> [Task material]:
PR #584, opened 2020-05-07
Create deploy script command

jacobsteves:

Adds the `deploy` command to the script project type that allows us to deploy a script to our script service. 

The only core changes are adding GraphQL files and making the APIs `load_query` method protected instead of private [here](https://github.com/Shopify/shopify-app-cli/compare/scripts-deploy?expand=1#diff-6b62ae11df54d8be29717e2d792b89e3R37). Part of this change requires that we send a GraphQL Partners that proxies one of our services, so we created an inline API subclass that then uses `load_query` to load the origin query.


lib/project_types/script/cli.rb
```diff
@@ -5,44 +5,56 @@ class Project < ShopifyCli::ProjectType
...
       autoload :CreateScript, Project.project_filepath('layers/application/create_script')
+      autoload :DeployScript, Project.project_filepath('layers/application/deploy_script')
       autoload :ExtensionPoints, Project.project_filepath('layers/application/extension_points')
       autoload :ProjectDependencies, Project.project_filepath('layers/application/project_dependencies')
       autoload :TestScript, Project.project_filepath('layers/application/test_script')
     end
 
     module Domain
       autoload :Errors, Project.project_filepath('layers/domain/errors')
+      autoload :DeployPackage, Project.project_filepath('layers/domain/deploy_package')
```
ErinRenNumber1, line 38: I ❤️ how you are keeping these alphabetical!  I also noticed the only exception is `Error`.  👍  Awesome!!

lib/project_types/script/forms/script_form.rb
```diff
@@ -0,0 +1,49 @@
...
+    class ScriptForm < ShopifyCli::Form
+      protected
+
+      def organization
+        @organization ||= ask_organization(ctx)
+      end
+
+      def organizations
+        return @organizations if defined?(@organizations)
+        UI::StrictSpinner.spin('Fetching organizations') do |spinner|
```
ErinRenNumber1, line 14: @tanema FYI for UI changes we made in Scripts.

lib/project_types/script/forms/script_form.rb
```diff
@@ -0,0 +1,49 @@
...
+          spinner.update_title('Fetched organizations')
+        end
+        @organizations
+      end
+
+      def ask_app_api_key(ctx, apps, message: 'Which app do you want this script to belong to?')
+        if apps.count == 0
+          raise Errors::NoExistingAppsError
+        elsif apps.count == 1
+          ctx.puts("Using app {{green:#{apps.first['title']} (#{apps.first['apiKey']})}}.")
```
ErinRenNumber1, line 25: @tanema FYI we also log the auto-selected option.  Might be something different here in Script land.

lib/project_types/script/layers/infrastructure/script_service.rb
```diff
@@ -0,0 +1,118 @@
...
+          def auth_headers(*)
+            tokens = { "APP_KEY" => api_key, "SHOP_ID" => shop_id }.compact.to_json
+            { "X-Shopify-Authenticated-Tokens" => tokens }
+          end
+        end
+        private_constant(:ScriptServiceAPI)
+
+        class PartnersProxyAPI < ShopifyCli::PartnersAPI
+          def query(query_name, variables: {})
+            variables[:query] = load_query(query_name)
```
tanema, line 72: Why did you have to do this?

jacobsteves: We make a request to partners which validates that the partner can permission to access the app/shop it wants to. This is general so that we can have multiple mutations with the same validations. If the partner has permission, then we make an authenticated request in Partners to our backend service to perform this query. So we pass the query as a variable so Partner's knows what to do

> [Task brief]: Every line of the data is to be printed again exactly.

> [Written response]:
PR #584, opened 2020-05-07
Create deploy script command

jacobsteves:

Adds the `deploy` command to the script project type that allows us to deploy a script to our script service. 

The only core changes are adding GraphQL files and making the APIs `load_query` method protected instead of private [here](https://github.com/Shopify/shopify-app-cli/compare/scripts-deploy?expand=1#diff-6b62ae11df54d8be29717e2d792b89e3R37). Part of this change requires that we send a GraphQL Partners that proxies one of our services, so we created an inline API subclass that then uses `load_query` to load the origin query.


lib/project_types/script/cli.rb
```diff
@@ -5,44 +5,56 @@ class Project < ShopifyCli::ProjectType
...
       autoload :CreateScript, Project.project_filepath('layers/application/create_script')
+      autoload :DeployScript, Project.project_filepath('layers/application/deploy_script')
       autoload :ExtensionPoints, Project.project_filepath('layers/application/extension_points')
       autoload :ProjectDependencies, Project.project_filepath('layers/application/project_dependencies')
       autoload :TestScript, Project.project_filepath('layers/application/test_script')
     end
 
     module Domain
       autoload :Errors, Project.project_filepath('layers/domain/errors')
+      autoload :DeployPackage, Project.project_filepath('layers/domain/deploy_package')
```
ErinRenNumber1, line 38: I ❤️ how you are keeping these alphabetical!  I also noticed the only exception is `Error`.  👍  Awesome!!

lib/project_types/script/forms/script_form.rb
```diff
@@ -0,0 +1,49 @@
...
+    class ScriptForm < ShopifyCli::Form
+      protected
+
+      def organization
+        @organization ||= ask_organization(ctx)
+      end
+
+      def organizations
+        return @organizations if defined?(@organizations)
+        UI::StrictSpinner.spin('Fetching organizations') do |spinner|
```
ErinRenNumber1, line 14: @tanema FYI for UI changes we made in Scripts.

lib/project_types/script/forms/script_form.rb
```diff
@@ -0,0 +1,49 @@
...
+          spinner.update_title('Fetched organizations')
+        end
+        @organizations
+      end
+
+      def ask_app_api_key(ctx, apps, message: 'Which app do you want this script to belong to?')
+        if apps.count == 0
+          raise Errors::NoExistingAppsError
+        elsif apps.count == 1
+          ctx.puts("Using app {{green:#{apps.first['title']} (#{apps.first['apiKey']})}}.")
```
ErinRenNumber1, line 25: @tanema FYI we also log the auto-selected option.  Might be something different here in Script land.

lib/project_types/script/layers/infrastructure/script_service.rb
```diff
@@ -0,0 +1,118 @@
...
+          def auth_headers(*)
+            tokens = { "APP_KEY" => api_key, "SHOP_ID" => shop_id }.compact.to_json
+            { "X-Shopify-Authenticated-Tokens" => tokens }
+          end
+        end
+        private_constant(:ScriptServiceAPI)
+
+        class PartnersProxyAPI < ShopifyCli::PartnersAPI
+          def query(query_name, variables: {})
+            variables[:query] = load_query(query_name)
```
tanema, line 72: Why did you have to do this?

jacobsteves: We make a request to partners which validates that the partner can permission to access the app/shop it wants to. This is general so that we can have multiple mutations with the same validations. If the partner has permission, then we make an authenticated request in Partners to our backend service to perform this query. So we pass the query as a variable so Partner's knows what to do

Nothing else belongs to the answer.